I've only every handled non-venomous snakes and have had a little training and enough experience to know the basics...and never start out with "Hey bro, check this".  

Not in the game of catching/killing them. My main worry, and they're exaggerated worries, is having one of the potentially nasty ones crawly into camp or striking out when I'm going through long grass (boots and thicker pants usually fix the latter when out bush, but summer can get too hot for too much gear). Any situation like this is highly unlikely, I know. 

We've had a really dry summer here and there have been more than a few cases of Eastern Brown's (and the like) being found in people's homes, being uncharacteristically aggressive and whatnot. 

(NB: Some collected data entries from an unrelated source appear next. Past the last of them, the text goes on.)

PR #228, opened 2017-04-21
Fix resolving eslint when NODE_PATH has multiple entries

silverlyra:
For my workspace setup I need to specify two paths in `NODE_PATH`. This should work, except currently the call to `Files.resolve` also uses `NODE_PATH` for the resolution process's current working directory, and cd'ing to `/somewhere:/somewhere/else` fails.

It looks like both `directory` or `workspacePath` are reasonable cwd choices instead; I picked `directory` to match the Promise rejection case below.

### DIFF
--- a/eslint-server/src/server.ts
+++ b/eslint-server/src/server.ts
@@ -351,7 +351,7 @@ documents.onDidOpen((event) => {
 			let file = uri.fsPath;
 			let directory = path.dirname(file);
 			if (nodePath) {
-				 promise = Files.resolve('eslint', nodePath, nodePath, trace).then<string>(undefined, () => {
+				 promise = Files.resolve('eslint', nodePath, directory, trace).then<string>(undefined, () => {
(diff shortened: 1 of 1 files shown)


silverlyra:
👉  *poke*

silverlyra:
@dbaeumer pretty please?

dbaeumer:
Sorry, but I am busy shipping VS Code May release. Will look into this beginning of next week.

dbaeumer:
Actually this can't be fixed that way. Due to the resolution rules of node passing anything else than nodePath as the cwd might pick up modules from a different location than nodePath. Node resolve always starts in the current working directory for node modules and then walks up the parent chain. And the contract of nodePath is that it is preferred over any other location.

IMO the fix for this has to go into the vscode-languageserver-node repository which provides Files.resolve. Are you willing to look into this?

silverlyra:
actually, in the meantime I stopped using VSCode. :woman_shrugging: I'll just close this out.

Issue #291, opened 2017-09-09
Activating extension `dbaeumer.vscode-eslint` failed: vscode_languageclient_1.ProposedProtocol is not a function.


chenxsan:
I'm trying to run the source code on my computer, only got this:

<img width="1915" alt="screen shot 2017-09-09 at 5 20 02 pm" src="https://user-images.githubusercontent.com/1091472/30238901-3a84420c-9583-11e7-945f-3eb83ccc115b.png">

And I checked repo https://github.com/Microsoft/vscode-languageserver-node/tree/master/client, there is no `ProposedProtocol` exported.

1. Node.js - 8.4.0
2. npm - 5.4.1
3. VSCode - 1.16.0

Any idea?

dbaeumer:
We had some last minute changes in the LSP API that the ESLint extension needed to adopt.

PR #292, opened 2017-09-09
Fix compile errors

chenxsan:
This pull request should fix https://github.com/Microsoft/vscode-eslint/issues/291, there's still one compile error:

screen shot 2017-09-09 at 9 49 33 pm

I could remove it from the `import` and define an interface to fix it:

```ts
interface WorkspaceFolder {
	name: string;
	uri: string;
}
```
But I'm not sure it's the right way, so I'll leave it.

All of the fixes are collected from https://github.com/Microsoft/vscode-extension-samples, hope it helps.

### DIFF
--- a/client/src/extension.ts
+++ b/client/src/extension.ts
@@ -15,8 +15,8 @@ import {
 	TextDocumentIdentifier, NotificationType, ErrorHandler,
 	ErrorAction, CloseAction, State as ClientState,
 	RevealOutputChannelOn, VersionedTextDocumentIdentifier, ExecuteCommandRequest, ExecuteCommandParams,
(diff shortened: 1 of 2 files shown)


chenxsan:
Oh I just checked the build history here https://travis-ci.org/Microsoft/vscode-eslint/builds/273215705, seems everything is fine with the old code. I'm not sure what's going on on my test now. Btw, My Node.js version is 8.4.0, and VSCode 1.16.0. Any suggest?

chenxsan:
Unfortunately, I tested it on Node.js 6.11.3, some compile errors as 8.4.0.

dbaeumer:
@chenxsan thanks for the PR. I fixed the server and the client and pushed the change.

Issue #208, opened 2017-02-20
Can I only auto-fix all error and do not auto-fix warnings ?


benpigchu:
Some warnings is auto-fixable but we do not want to fix it, like "prefer-const" .
Can we just fix errors when we auto-fix all ?

dbaeumer:
@benpigchu do you know if this is possible on the command line when calling eslint --fix?

benpigchu:
@dbaeumer NO, but it seems that we can do it with the eslint node.js api.

dbaeumer:
Cool. Interested in working on a PR to support this ?

medikoo:
Yes, in general it'll be great to be able to filter some rules specifically from auto-fixing.

It was discussed also at ESlint, and it's the recommended approach (solve it on editor side).
See the [thread](https://github.com/eslint/eslint/issues/7549#issuecomment-314041266)

dbaeumer:
@medikoo thanks for the pointer.

AdenFlorian:
Would something similar to this work here? https://github.com/Microsoft/vscode-tslint/pull/231

dbaeumer:
@AdenFlorian having `autoFixOnSave` to be a string[] alternatively and then only autofix the onces listed makes sense to me.

TasukuUno:
Hi, It is better for me to specify rules that **disable** auto-fix like [linter-eslint (atom)](https://github.com/AtomLinter/linter-eslint/blob/5ed08f1c655729b383abf76b6347e585b2055c3d/package.json#L101-L108)! I think it is hard to set all of the other fixable rules...

dbaeumer:
@AdenFlorian @TasukuUno comment makes sense to me. May be we can use the `!` to negate strings like in git config files.

AdenFlorian:
@dbaeumer What should happen if you have this config?
```json
autoFixOnSave: [
  "semi",
  "!quotes"
]
```

Mixing includes and excludes complicates things a bit, so I made a table to help define the behavior of whatever we decide. Populated with my current implementation. I'll come and think about this more later.

| autoFixOnSave | behavior |
| ---------------- | ---------- |
| false                 | never auto fix on save |
| true                  | auto fix everything on save |
| array                | auto fix only rules in the array on save |

davidvalachovic:
@dbaeumer @TasukuUno @benpigchu  Thoughts?

dbaeumer:
[...]

PR #325, opened 2017-10-28
autoFixOnSave may now be array of specific rules to fix

AdenFlorian:
Somewhat implements #208


herbrandson:
Any progress on this? We'd really love this feature

AdenFlorian:
@herbrandson We're still trying to come up with a solution that gets everyone what they want (see #208). We could use some ideas there. Once we get a solid plan, I'll be good to implement it.

dbaeumer:
I am closing the PR due to inactivity.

There aren't many creatures I'm paranoid about, but after being bitten by a red-belly black snake as a kid snakes (other than pythons) have been on that list - and I've seen more this year than ever before!

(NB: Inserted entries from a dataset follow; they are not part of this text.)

PR #995, opened 2019-01-31
Fix bracketing

Alizter:
This is essentially #994 but I would argue mine is more readable. I will close this one if Mike's is preferred.

### DIFF
--- a/theories/Categories/Category/Sigma/OnObjects.v
+++ b/theories/Categories/Category/Sigma/OnObjects.v
@@ -66,7 +66,8 @@ Section sigT_obj.
     /\ sigT_functor_obj_inv o sigT_functor_obj = 1.
   Proof.
     split; path_functor; trivial.
-    repeat (intros [] || intro || apply path_forall).
+    repeat ( apply path_forall || serapply sig_ind || intro ).
+    destruct x1 as [x1 x2], x2.
     reflexivity.
   Qed.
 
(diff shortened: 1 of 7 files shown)


theories/Categories/Category/Sigma/OnObjects.v
```diff
@@ -66,7 +66,8 @@ Section sigT_obj.
     /\ sigT_functor_obj_inv o sigT_functor_obj = 1.
   Proof.
     split; path_functor; trivial.
-    repeat (intros [] || intro || apply path_forall).
+    repeat ( apply path_forall || serapply sig_ind || intro ).
+    destruct x1 as [x1 x2], x2.
```
JasonGross: Please do not use autogenerated names

Alizter:
@mikeshulman What's wrong with adjointifying?

Alizter:
@mikeshulman Regarding bullets, I usually don't bother if its one line, but if its more than one line then it is worth showing.

Alizter:
@mikeshulman I am fine with using bullets everywhere.

Regarding equivalences: I don't see any reason not to use `equiv_adjointify`. I can't think of a case where you would need for an equivalence made with adjointify and one built by hand to be definitionall equal. Surely if we all used `equiv_adjointify` this would be the case anyhow? I think I am being a bit naive here however.

theories/Categories/Category/Sigma/OnObjects.v
Alizter: Ok I have rewritten this now.

mikeshulman:
See #825 .

Alizter:
@JasonGross Are the changes adequate?

PR #998, opened 2019-02-01
Use strict focusing (forced bullets / Default Goal Selector "!")

SkySkimmer:
Prompted by recent discussion around https://github.com/HoTT/HoTT/pull/995#issuecomment-459721744, we set Default Goal Selector to "!" (new to Coq 8.9).

This makes it an error to run a tactic when more than 1 goal is
focused unless using an explicit selector. ie

~~~coq
Goal True /\ True.
Proof.
  split.
  Fail exact I. (* this now fails *)
  1: exact I. (* this still works *)
Abort.

(* the expected way to write most proofs *)
Goal True /\ True.
Proof.
  split.
  - exact I.
  - exact I.
Abort.
~~~

`1:` is useful for instance when you don't want to bullet because
you're preparing your goals to run with `all:`, like in
`Univalent.equiv_iso_A'_eisretr_helper`.


contrib/Freudenthal.v
```diff
@@ -110,19 +110,21 @@ Proof.
...
-    apply isequiv_Trunc_functor, @isequiv_functor_sigma. refine _.
-    intros a. apply isequiv_cancelR. }
-  { hnf. apply Trunc_ind. intros ?; apply trunc_succ.
-    intros [x r]; simpl.
-    unfold functor_sigma; simpl.
-    symmetry.
-    exact (ap10 (wedge_incl_comp1 x0 x0 _ _ _ _ x) r). }
+  - intros x; generalize dependent n. intros [ | n'] imposs.
+    + destruct (imposs 1).
+    + intros ?. apply (@trunc_leq -1). * exact tt. * apply hprop_isequiv.
```
mikeshulman: I think it's more readable to always put bullets at the beginning of lines.  Sometimes in a situation like this where I don't want to use the extra vertical space I write `apply (@trunc_leq -1); [ exact tt | apply hprop_isequiv ].`.

I started marking all the places where this happened, but there are so many and you can probably find them just as easily yourself.

contrib/HoTTBookExercises.v
```diff
@@ -610,7 +611,7 @@ Proof.
   intros isHProp_A isProp_B nab.
   apply hprop_allpath. intros x y.
   destruct x as [a1|b1]; destruct y as [a2|b2]; apply path_sum; try apply path_ishprop.
-  exact (nab (a1,b2)). exact (nab (a2,b1)).
+  - exact (nab (a1,b2)). - exact (nab (a2,b1)).
```
mikeshulman: And here.

theories/EquivalenceVarieties.v
```diff
@@ -209,18 +209,18 @@ Proof.
...
 Proof.
   apply equiv_iff_hprop.
-  by apply isequiv_biinv.
-  intros ?.  split.
-  by exists (f^-1); apply eissect.
-  by exists (f^-1); apply eisretr.
+  - by apply isequiv_biinv.
+  - intros ?.  split.
+    + by exists (f^-1); apply eissect.
+           + by exists (f^-1); apply eisretr.
```
mikeshulman: The indentation is wrong here.

theories/HIT/Circle.v
```diff
@@ -142,12 +142,12 @@ Definition S1_encode_isequiv (x:S1) : IsEquiv (S1_encode x).
...
   (* Here we induct on [x:S1].  We just did the case when [x] is [base]. *)
-  refine (S1_ind (fun x => Sect (S1_decode x) (S1_encode x))
-    S1_encode_loopexp _ _).
-  (* What remains is easy since [Int] is known to be a set. *)
-  by apply path_forall; intros z; apply set_path2.
-  (* The other side is trivial by path induction. *)
-  intros []; reflexivity.
+  - refine (S1_ind (fun x => Sect (S1_decode x) (S1_encode x))
+                   S1_encode_loopexp _ _).
+      (* What remains is easy since [Int] is known to be a set. *)
```
mikeshulman: Indentation is wrong for these lines.

theories/HIT/Colimits/CommutativeSquares.v
```diff
@@ -70,22 +70,22 @@ Proof.
   set (p := (ap wB (ap (wB ^-1) (ap f' (eisretr wA a)))
             @ eisretr wB (f' a))).
   path_via ((eisretr wB _)^ @ p).
-  apply whiskerR.
+  - apply whiskerR.
     apply moveR_pM.
     path_via ((eisretr wB (f' (wA (wA ^-1 a))))^ @
-       ap (wB o wB ^-1) (wf ((wA ^-1) a))).
-      rewrite ap_V. rewrite <- eisadj.
+                                                   ap (wB o wB ^-1) (wf ((wA ^-1) a))).
```
mikeshulman: Indentation

Alizter:
@JasonGross What is it about curly braces that you prefer?

theories/EquivalenceVarieties.v
SkySkimmer: emacs auto-indent seems to get confused by the exists on the previous line (maybe because company-coq prettifies it?)
Will fix

mikeshulman:
One nice thing about curly braces is that you can easily jump from the start to the end with `C-M-f` and `C-M-b` (or whatever command your preferred editor uses instead).  Also curly braces can be cut and pasted into a different place in a proof without being sensitive to whether the same bullet symbol was already used elsewhere in the nesting.  So I also prefer curly braces for long sub-proofs, although for fairly short ones I find them too visually heavy relative to bullets.

theories/EquivalenceVarieties.v
mikeshulman: Yes, I've encountered that bug myself.

contrib/Freudenthal.v
SkySkimmer: >I think it's more readable to always put bullets at the beginning of lines.

Changed (should be all of them but ofc I may have missed some)

theories/Categories/UniversalProperties.v
```diff
@@ -85,13 +85,13 @@ Section UniversalMorphism.
...
-          (exists (@center _ UniversalProperty).1).
-          abstract (progress rewrite ?right_identity, ?left_identity;
-                    exact (@center _ UniversalProperty).2).
+        - apply CommaCategory.issig_morphism.
+        - apply contr_inhabited_hprop.
+          + abstract univ_hprop_t UniversalProperty.
+          + (exists tt).
+            (exists (@center _ UniversalProperty).1).
+            abstract (progress rewrite ?right_identity, ?left_identity;
+                      exact (@center _ UniversalProperty).2).
```
Alizter: Indent

SkySkimmer: It's correct AFAICT

Alizter: That's fine then.

Alizter:
LGTM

As always, common sense prevails!

Cheers for you comments


----------



## AlwaysLost (Mar 8, 2017)

Benji91 said:


> Haha I'm fully aware of people like that.
> 
> I've only every handled non-venomous snakes and have had a little training and enough experience to know the basics...and never start out with "Hey bro, check this".
> 
> ...


 
Holy crap I m so tired it escaped me that you are Australian. Yeah you have some seriously dangerous snakes there. You've seriously handled venomous snakes?


----------



## AlwaysLost (Mar 8, 2017)

Benji91 said:


> Haha I'm fully aware of people like that.
> 
> I've only every handled non-venomous snakes and have had a little training and enough experience to know the basics...and never start out with "Hey bro, check this".
> 
> ...



You must have cajones of steel to be going out in the bush. I've had Australian friends who told me that pretty much everything in the bush can hurt you even this evil cassowarie bird with a velociraptor claw


----------



## Benji91 (Mar 8, 2017)

Yeah, we have some (potentially) evil little fuckers out here...but, as you said, they're more scared of us. + if you close enough to help the chance

I've only handled non-venomous snakes - carpet pythons (which get pretty big, their bites hurt and will break skin but they're non-venomous) and tree snakes (which are just cute little things).


----------



## Benji91 (Mar 8, 2017)

@AlmostAlwaysLost Eh, I honestly think they whole "everything wants to kill you" vibe is totally exaggerated...but fun to play up to people who haven't been out here 

It all comes down to where you go, how prepared you are and not being stupid.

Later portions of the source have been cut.